Keeping your data safe
Credit cards, Paypal accounts, and fullz are the most popular types of stolen information traded on the dark web, but they’re far from the only data worth stealing. Sales of passports, driver’s licenses, frequent flyer miles, streaming accounts, dating profiles, social media accounts, bank accounts, and debit cards are also common, but not nearly as popular.
Most data bought and sold on dark web marketplaces is stolen through phishing, credential stuffing, data breaches, and card skimmers.

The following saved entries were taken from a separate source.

PR #2313, opened 2024-04-29
Make a reusable workflow for pip tests; split CI testing for botorch & botorch_community 

saitcakmak:
Adds a `reusable_test_pip` workflow that runs tests with stable or latest PyTorch & GPyTorch and uploads to codecov (optionally). This reduces repetition within the workflow definitions a decent bit. One remaining pip test that is not covered by this workflow is "test against min supported", which didn't seem worth merging in due to its complicated dependency installation.

Also split up tests for botorch & botorch_community into two separate steps, with each step measuring coverage for the corresponding code base.


.github/workflows/reusable_test_pip.yml
```diff
@@ -0,0 +1,54 @@
...
+        pytest -ra test/ --cov botorch/ --cov-report term-missing --cov-report xml:botorch_cov.xml
+    - name: Unit tests and coverage -- BoTorch Community
+      run: |
+        pytest -ra test_community/ --cov botorch_community/ --cov-report term-missing --cov-report xml:botorch_community_cov.xml
+    - name: Upload coverage
+      if: ${{ inputs.upload_coverage && runner.os == 'Linux' && matrix.python-version == 3.10 }}
+      uses: codecov/codecov-action@v4
+      with:
+        fail_ci_if_error: true
+        token: ${{ secrets.CODECOV_TOKEN }}
```
Balandat, line 54: Does this by default upload all xml files with coverage info? There seems to be a `files` argument and the docs aren't fully clear what happens if that is not provided: https://github.com/codecov/codecov-action

Balandat (approved):

.github/workflows/reusable_test_pip.yml
saitcakmak: According to https://docs.codecov.com/docs/github-4a-merging-reports, it should merge them by default. Without writing to xml, I think the last run was overwriting the previous reports, so we got a weird report. Waiting to see what happens with the xmls

saitcakmak: Looks like it didn't merge them. Trying again with the `files` argument

PR #2314, opened 2024-04-29
Add test for GaussianMixturePosterior.mixture_covariance_matrix

saitcakmak:
This was only being tested as part of `test_community`, which does not count for coverage of `botorch` after https://github.com/pytorch/botorch/pull/2313. Adding a simple test to bump coverage.


Balandat (approved):
thanks

PR #2345, opened 2024-05-14
Swap out deprecated runner

ZainRizvi:
Github is deprecating the `N-core-ubuntu` runner label, replacing it with `N-core`.  We need to migrate PyTorch runners accordingly

This only affects how github queues jobs, not where those jobs actually run

More details in https://github.com/pytorch/pytorch/issues/125721


saitcakmak (approved):
Lgtm!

Here’s a few tips for avoiding those attacks:
- There’s not much an end user can do about data breaches except to register fewer accounts and minimize your digital footprint.
- Keep an eye out for card skimmers at points of sale, particularly unmanned ones such as those at gas stations.
- Learn how to spot and avoid phishing emails and other messages.
- Credential stuffing can be avoided by using strong, unique passwords on all of your accounts.
Comparitech researchers gathered listings for stolen credit cards, PayPal accounts, and other illicit goods and services on 13 dark web marketplaces. For legal reasons, we will not publicly disclose which marketplaces were used. Information in the listings was entered into a spreadsheet for data analysis and statistical calculations.
In total, the analysis included more than 200 listings for PayPal accounts and about 400 listings for credit cards.